(Collected data entries)
######
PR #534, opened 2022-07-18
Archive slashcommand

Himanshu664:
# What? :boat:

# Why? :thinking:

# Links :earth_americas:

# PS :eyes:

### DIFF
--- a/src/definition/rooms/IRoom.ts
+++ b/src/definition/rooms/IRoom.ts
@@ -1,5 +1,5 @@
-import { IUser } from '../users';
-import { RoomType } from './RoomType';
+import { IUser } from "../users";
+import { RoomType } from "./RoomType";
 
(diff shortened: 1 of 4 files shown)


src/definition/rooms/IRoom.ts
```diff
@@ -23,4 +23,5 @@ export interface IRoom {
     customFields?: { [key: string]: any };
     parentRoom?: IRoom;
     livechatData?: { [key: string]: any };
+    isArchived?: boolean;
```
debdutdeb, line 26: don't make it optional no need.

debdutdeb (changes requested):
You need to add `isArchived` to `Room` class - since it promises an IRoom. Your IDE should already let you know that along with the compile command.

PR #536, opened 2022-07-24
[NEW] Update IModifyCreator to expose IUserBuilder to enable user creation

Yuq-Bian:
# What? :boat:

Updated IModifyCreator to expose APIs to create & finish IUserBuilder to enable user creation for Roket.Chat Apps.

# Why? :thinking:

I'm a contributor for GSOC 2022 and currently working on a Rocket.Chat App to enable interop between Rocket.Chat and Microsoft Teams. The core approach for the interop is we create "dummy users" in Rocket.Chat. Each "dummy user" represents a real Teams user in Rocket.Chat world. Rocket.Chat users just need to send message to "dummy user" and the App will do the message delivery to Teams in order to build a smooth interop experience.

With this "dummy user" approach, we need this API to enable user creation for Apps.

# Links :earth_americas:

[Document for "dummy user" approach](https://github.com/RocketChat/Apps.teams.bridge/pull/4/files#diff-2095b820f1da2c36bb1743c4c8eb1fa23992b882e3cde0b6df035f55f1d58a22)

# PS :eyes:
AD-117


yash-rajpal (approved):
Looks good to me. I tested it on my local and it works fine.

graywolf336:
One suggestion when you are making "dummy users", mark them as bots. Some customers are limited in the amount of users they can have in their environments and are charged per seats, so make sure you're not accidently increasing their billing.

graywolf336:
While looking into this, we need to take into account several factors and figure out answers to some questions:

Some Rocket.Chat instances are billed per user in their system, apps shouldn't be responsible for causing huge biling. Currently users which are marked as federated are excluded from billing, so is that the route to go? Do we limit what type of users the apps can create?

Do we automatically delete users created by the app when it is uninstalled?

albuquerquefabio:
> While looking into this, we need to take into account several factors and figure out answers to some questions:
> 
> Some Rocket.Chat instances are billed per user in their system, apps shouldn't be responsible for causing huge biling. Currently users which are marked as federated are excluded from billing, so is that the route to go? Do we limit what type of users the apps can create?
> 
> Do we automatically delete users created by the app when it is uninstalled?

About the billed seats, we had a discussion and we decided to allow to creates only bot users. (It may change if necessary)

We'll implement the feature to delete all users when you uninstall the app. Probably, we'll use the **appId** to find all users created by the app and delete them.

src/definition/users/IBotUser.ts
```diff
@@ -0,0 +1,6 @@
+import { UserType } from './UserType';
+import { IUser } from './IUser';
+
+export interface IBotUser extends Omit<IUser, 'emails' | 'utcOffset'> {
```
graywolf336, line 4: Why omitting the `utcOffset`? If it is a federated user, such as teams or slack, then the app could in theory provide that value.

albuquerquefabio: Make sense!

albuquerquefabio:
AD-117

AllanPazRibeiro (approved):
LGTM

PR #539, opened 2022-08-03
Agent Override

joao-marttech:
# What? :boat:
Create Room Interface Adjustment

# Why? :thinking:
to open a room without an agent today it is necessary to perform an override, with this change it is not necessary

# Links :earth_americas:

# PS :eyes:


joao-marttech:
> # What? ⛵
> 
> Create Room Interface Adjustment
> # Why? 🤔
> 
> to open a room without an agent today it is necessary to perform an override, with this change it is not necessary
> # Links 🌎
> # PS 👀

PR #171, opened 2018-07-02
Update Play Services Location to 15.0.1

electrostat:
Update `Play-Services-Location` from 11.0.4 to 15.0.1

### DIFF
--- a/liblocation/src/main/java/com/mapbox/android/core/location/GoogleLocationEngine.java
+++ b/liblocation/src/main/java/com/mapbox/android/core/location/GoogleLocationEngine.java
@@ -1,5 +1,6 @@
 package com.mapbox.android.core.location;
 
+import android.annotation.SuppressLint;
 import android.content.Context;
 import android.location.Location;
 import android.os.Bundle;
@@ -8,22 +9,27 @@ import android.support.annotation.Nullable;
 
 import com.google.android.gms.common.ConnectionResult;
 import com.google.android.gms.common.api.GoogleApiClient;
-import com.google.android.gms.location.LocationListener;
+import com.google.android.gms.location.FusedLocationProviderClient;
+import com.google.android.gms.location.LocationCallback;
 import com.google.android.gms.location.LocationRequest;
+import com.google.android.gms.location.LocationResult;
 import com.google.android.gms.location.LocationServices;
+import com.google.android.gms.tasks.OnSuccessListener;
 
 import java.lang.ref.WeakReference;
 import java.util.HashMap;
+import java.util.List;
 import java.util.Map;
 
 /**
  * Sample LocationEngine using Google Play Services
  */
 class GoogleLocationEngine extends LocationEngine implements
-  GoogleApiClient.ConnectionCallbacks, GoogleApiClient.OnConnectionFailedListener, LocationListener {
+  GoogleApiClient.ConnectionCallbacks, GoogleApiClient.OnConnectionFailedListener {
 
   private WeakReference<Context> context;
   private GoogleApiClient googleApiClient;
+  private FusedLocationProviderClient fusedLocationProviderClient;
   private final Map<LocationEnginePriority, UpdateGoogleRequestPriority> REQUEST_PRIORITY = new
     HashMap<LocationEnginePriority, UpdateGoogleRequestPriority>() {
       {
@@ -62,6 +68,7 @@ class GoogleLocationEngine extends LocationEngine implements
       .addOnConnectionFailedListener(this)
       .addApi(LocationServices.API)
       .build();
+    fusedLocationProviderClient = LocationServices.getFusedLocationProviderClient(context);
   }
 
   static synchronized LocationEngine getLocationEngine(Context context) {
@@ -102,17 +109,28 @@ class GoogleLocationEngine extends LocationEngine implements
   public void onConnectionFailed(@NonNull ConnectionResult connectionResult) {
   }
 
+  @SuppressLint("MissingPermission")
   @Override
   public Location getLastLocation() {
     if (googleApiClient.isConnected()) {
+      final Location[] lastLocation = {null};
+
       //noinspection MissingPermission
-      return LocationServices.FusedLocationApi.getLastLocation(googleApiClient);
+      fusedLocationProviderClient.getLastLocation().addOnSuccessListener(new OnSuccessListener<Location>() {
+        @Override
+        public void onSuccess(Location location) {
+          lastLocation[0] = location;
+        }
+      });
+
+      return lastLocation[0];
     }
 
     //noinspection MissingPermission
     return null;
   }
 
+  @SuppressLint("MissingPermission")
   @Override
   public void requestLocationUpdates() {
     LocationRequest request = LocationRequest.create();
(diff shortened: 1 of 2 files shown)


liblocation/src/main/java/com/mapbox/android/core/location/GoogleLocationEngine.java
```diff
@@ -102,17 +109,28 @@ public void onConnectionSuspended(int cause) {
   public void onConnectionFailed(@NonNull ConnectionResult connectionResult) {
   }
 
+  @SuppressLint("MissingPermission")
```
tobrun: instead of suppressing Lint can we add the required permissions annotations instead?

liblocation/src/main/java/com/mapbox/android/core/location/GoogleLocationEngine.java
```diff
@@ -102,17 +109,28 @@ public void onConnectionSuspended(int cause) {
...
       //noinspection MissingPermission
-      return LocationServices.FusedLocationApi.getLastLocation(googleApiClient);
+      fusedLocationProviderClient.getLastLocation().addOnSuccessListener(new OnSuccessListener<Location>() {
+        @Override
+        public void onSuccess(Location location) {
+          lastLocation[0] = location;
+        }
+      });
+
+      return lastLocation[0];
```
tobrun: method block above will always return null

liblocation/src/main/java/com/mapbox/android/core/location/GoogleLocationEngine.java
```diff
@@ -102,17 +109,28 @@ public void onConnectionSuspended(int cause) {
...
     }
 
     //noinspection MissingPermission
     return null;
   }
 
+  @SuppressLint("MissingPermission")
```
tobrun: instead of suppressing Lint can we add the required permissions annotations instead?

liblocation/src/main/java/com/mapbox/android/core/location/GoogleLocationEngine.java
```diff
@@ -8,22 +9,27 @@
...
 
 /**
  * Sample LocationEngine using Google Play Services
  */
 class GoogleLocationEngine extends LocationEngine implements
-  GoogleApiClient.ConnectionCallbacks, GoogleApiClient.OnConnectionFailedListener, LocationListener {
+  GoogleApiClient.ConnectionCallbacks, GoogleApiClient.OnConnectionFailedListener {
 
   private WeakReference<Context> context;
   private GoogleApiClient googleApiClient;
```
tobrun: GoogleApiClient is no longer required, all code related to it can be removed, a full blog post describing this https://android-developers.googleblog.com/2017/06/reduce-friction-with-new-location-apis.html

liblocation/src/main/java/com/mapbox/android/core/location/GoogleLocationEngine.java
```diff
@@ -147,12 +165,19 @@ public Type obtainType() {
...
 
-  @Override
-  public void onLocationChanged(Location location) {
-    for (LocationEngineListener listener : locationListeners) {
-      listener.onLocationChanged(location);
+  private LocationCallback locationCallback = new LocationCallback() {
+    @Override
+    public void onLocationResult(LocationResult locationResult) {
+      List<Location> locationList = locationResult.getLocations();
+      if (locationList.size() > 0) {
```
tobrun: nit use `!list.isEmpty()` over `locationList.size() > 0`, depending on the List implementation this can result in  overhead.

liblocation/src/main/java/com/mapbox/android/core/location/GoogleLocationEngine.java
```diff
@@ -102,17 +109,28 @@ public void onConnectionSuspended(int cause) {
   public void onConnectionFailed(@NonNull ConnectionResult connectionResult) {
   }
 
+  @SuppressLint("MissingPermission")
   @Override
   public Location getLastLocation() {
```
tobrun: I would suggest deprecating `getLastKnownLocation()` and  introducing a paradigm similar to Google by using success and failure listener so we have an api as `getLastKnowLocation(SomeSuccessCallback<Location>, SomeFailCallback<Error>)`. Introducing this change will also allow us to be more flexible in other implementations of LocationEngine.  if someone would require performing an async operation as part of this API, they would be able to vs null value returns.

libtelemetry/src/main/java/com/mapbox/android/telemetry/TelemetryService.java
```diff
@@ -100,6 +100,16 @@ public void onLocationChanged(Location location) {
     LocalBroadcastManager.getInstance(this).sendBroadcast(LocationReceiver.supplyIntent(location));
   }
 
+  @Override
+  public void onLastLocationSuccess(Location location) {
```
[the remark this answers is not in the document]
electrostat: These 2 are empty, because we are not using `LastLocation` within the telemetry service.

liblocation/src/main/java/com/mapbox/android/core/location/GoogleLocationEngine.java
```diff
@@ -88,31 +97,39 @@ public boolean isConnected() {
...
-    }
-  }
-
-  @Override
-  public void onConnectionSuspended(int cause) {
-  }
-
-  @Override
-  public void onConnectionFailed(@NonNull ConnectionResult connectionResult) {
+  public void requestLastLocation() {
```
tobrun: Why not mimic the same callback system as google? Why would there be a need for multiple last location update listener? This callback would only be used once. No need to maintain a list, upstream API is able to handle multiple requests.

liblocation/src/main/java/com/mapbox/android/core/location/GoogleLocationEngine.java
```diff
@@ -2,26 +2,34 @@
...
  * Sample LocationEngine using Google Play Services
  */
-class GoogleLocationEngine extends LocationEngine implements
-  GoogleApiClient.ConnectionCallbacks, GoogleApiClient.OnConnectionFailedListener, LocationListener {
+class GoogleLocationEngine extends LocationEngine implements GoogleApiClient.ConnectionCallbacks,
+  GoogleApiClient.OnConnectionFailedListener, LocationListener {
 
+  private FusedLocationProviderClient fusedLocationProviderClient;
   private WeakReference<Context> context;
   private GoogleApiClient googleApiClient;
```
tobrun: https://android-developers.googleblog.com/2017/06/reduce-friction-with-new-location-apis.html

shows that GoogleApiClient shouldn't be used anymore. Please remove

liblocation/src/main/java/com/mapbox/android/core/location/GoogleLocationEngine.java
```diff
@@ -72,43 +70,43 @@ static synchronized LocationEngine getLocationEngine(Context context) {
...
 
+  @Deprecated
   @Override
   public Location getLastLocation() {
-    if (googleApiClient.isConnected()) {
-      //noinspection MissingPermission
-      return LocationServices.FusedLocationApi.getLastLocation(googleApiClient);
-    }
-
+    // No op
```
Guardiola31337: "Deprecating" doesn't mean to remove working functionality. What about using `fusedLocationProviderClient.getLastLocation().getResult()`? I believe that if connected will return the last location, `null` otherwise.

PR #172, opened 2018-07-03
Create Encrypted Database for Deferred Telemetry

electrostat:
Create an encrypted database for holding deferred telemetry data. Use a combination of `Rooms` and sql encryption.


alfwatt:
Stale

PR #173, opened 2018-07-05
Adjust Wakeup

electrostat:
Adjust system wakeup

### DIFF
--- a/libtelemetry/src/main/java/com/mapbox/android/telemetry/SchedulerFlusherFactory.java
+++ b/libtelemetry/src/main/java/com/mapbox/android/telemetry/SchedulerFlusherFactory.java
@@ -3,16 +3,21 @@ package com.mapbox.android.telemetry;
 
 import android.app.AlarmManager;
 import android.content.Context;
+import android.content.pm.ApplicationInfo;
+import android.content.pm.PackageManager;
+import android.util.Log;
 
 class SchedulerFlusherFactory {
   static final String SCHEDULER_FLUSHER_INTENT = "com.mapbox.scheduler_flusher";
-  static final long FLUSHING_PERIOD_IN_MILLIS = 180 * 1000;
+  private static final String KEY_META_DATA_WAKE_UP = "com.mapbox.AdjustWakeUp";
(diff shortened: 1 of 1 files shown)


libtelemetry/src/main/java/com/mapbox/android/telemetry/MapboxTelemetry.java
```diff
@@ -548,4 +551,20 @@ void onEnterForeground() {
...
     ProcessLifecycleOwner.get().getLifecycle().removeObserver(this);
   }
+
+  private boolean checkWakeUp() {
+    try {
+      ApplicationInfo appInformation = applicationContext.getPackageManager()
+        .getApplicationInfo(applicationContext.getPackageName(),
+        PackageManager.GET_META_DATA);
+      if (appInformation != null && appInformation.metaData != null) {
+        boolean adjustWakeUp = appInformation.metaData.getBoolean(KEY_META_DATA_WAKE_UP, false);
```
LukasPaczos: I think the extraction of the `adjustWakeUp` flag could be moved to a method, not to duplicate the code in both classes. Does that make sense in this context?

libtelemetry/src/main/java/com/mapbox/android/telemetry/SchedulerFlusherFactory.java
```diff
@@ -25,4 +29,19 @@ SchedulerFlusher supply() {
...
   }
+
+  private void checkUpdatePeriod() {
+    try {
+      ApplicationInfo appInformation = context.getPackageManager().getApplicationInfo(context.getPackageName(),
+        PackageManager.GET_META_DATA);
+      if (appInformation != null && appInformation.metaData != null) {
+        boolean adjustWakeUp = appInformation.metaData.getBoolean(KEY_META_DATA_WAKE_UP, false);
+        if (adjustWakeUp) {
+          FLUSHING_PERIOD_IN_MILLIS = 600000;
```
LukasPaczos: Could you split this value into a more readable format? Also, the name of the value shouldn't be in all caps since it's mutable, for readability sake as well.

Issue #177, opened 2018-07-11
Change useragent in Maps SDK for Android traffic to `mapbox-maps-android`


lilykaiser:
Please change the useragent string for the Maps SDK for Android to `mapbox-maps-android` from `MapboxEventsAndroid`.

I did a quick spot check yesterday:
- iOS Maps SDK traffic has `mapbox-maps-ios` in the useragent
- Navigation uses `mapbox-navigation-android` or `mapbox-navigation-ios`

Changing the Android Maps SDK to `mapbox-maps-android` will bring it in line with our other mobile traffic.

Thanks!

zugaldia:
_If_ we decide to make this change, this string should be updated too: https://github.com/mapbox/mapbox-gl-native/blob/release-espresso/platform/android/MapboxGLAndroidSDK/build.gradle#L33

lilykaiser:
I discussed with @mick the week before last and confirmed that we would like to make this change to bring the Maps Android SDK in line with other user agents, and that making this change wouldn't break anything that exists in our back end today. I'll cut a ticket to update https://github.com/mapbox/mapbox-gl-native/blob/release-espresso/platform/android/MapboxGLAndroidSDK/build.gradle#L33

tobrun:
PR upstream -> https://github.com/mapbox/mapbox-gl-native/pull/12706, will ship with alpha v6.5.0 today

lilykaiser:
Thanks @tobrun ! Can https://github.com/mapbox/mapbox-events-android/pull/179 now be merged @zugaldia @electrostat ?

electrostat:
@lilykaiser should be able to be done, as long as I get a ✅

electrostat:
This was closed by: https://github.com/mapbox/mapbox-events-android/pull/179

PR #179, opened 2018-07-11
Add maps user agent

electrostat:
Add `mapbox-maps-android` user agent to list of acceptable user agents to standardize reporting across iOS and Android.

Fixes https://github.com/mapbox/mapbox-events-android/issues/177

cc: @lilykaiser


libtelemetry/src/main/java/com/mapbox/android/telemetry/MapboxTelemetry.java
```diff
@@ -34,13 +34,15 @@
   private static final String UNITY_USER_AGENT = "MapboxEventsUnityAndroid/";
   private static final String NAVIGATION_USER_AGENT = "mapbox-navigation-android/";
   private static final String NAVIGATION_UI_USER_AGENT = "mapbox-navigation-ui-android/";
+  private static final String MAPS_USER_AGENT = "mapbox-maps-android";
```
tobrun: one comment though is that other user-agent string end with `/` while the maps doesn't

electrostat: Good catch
######
- **TO DO**:
From the line holding "Fixes https://github.com/mapbox/mapbox-events-android/issues/177" down to the last line of the records above, restate each line exactly as written.

- **RESPONSE TO THIS TASK**:
Fixes https://github.com/mapbox/mapbox-events-android/issues/177

cc: @lilykaiser


libtelemetry/src/main/java/com/mapbox/android/telemetry/MapboxTelemetry.java
```diff
@@ -34,13 +34,15 @@
   private static final String UNITY_USER_AGENT = "MapboxEventsUnityAndroid/";
   private static final String NAVIGATION_USER_AGENT = "mapbox-navigation-android/";
   private static final String NAVIGATION_UI_USER_AGENT = "mapbox-navigation-ui-android/";
+  private static final String MAPS_USER_AGENT = "mapbox-maps-android";
```
tobrun: one comment though is that other user-agent string end with `/` while the maps doesn't

electrostat: Good catch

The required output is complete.